→ **Problem to solve**:
Which of the lines below contain the string "users"? Pull each one out of the data.

→ **Supplied records**:
PR #213, opened 2019-11-27
Ensure giantswarm namespace exists

whites11:
See https://github.com/giantswarm/k8scloudconfig/pull/609

### DIFF
--- a/pkg/framework/guest.go
+++ b/pkg/framework/guest.go
@@ -25,7 +25,7 @@ const (
 )
 
 var (
-	requiredNamespaces = []string{"giantswarm"}
+	namespaces = []string{"giantswarm"}
 )
 
 type GuestConfig struct {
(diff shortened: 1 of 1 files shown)


pkg/framework/guest.go
```diff
@@ -264,3 +273,20 @@ func (g *Guest) WaitForNodesReady(ctx context.Context, expectedNodes int) error
 	g.logger.LogCtx(ctx, "level", "debug", "message", fmt.Sprintf("waited for %d k8s nodes to be in %#q state", expectedNodes, v1.NodeReady))
 	return nil
 }
+
+func (g *Guest) EnsureNamespaces(ctx context.Context, requiredNamespaces []string) error {
```
omegas27: I would probably name that EnsureNamespacesExists to be more clear on what this method actually does.
Also, the requirednamespaces could be renamed to namespaces imo.
WDYT?

Also, do you have a code review guide I could check?

whites11: Thanks for the review. I'm still working on it (build fails on things I didn't work on).

whites11: > Also, do you have a code review guide I could check?

No sorry, don't know if it exists, maybe try asking on #ask-me-anything

whites11: Function and variable renamed

PR #217, opened 2020-03-03
Use micrologger v0.1.0

fiunchinho:
We need to pin the micrologger dependency to the v0.1.0 version which is the one using dep instead of newer versions that use go modules.


fiunchinho:
It seems the `alpine` packages that we were using are not available anymore so I need to update their versions.

rossf7 (approved):
> It seems the alpine packages that we were using are not available anymore

Good to update. e2e-harness is deprecated but we need to maintain it a bit longer.

PR #2797, opened 2022-11-25
Do not use or suggest the undocumented -H option for CMake

TiborGY:
## Description

The `-H<path>` option for CMake is technically not part of the CMake public interface, it is not documented and was never meant for public use. Since CMake 3.13 there is a proper alternative, `-S<path>`, so Psi4 should use that and stop suggesting users to use `-H<path>`.

- [x] Psi4 no longer suggests users to use the undocumented `-H<path>` CMake option when building from source.

## Dev notes & details

- [x] Replace `-H<path>`  with `-S<path>` in CMake invokations.

## Questions
- [ ] I have no idea where to make a PR for fixing this in psi4-path-advisor.

## Checklist
- [x] No new features
- [x] CI tests are passing

## Status
- [x] Ready for review
- [x] Ready for merge

### DIFF
--- a/.azure-pipelines/azure-pipelines-linux.yml
+++ b/.azure-pipelines/azure-pipelines-linux.yml
@@ -117,7 +117,7 @@ jobs:
       #   b/c their c++ symbols don't mix with the different Travis compilers. for other
       #   reasons, pkgs are being compiled less statically, sad for CI.
       # * can't enable trivial plugins b/c no psi4 for them to detect at start (e.g., snsmp2)
-      cmake -Bbuild -H. \
+      cmake -Bbuild -S. \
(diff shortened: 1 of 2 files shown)


maxscheurer:
`psi4-path-advisor.py` is [here](https://github.com/psi4/psi4meta/blob/master/conda-recipes/psi4-dev/src/psi4-path-advisor.py) in psi4meta.

loriab (approved):
Good call, thanks. I got the main one https://github.com/psi4/psi4/blob/master/CMakeLists.txt#L30 but forgot these. I'll catch the psi4-path-advisor one if you haven't already gotten there.

maxscheurer (approved):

→ **Completed task**:
The `-H<path>` option for CMake is technically not part of the CMake public interface, it is not documented and was never meant for public use. Since CMake 3.13 there is a proper alternative, `-S<path>`, so Psi4 should use that and stop suggesting users to use `-H<path>`.
- [x] Psi4 no longer suggests users to use the undocumented `-H<path>` CMake option when building from source.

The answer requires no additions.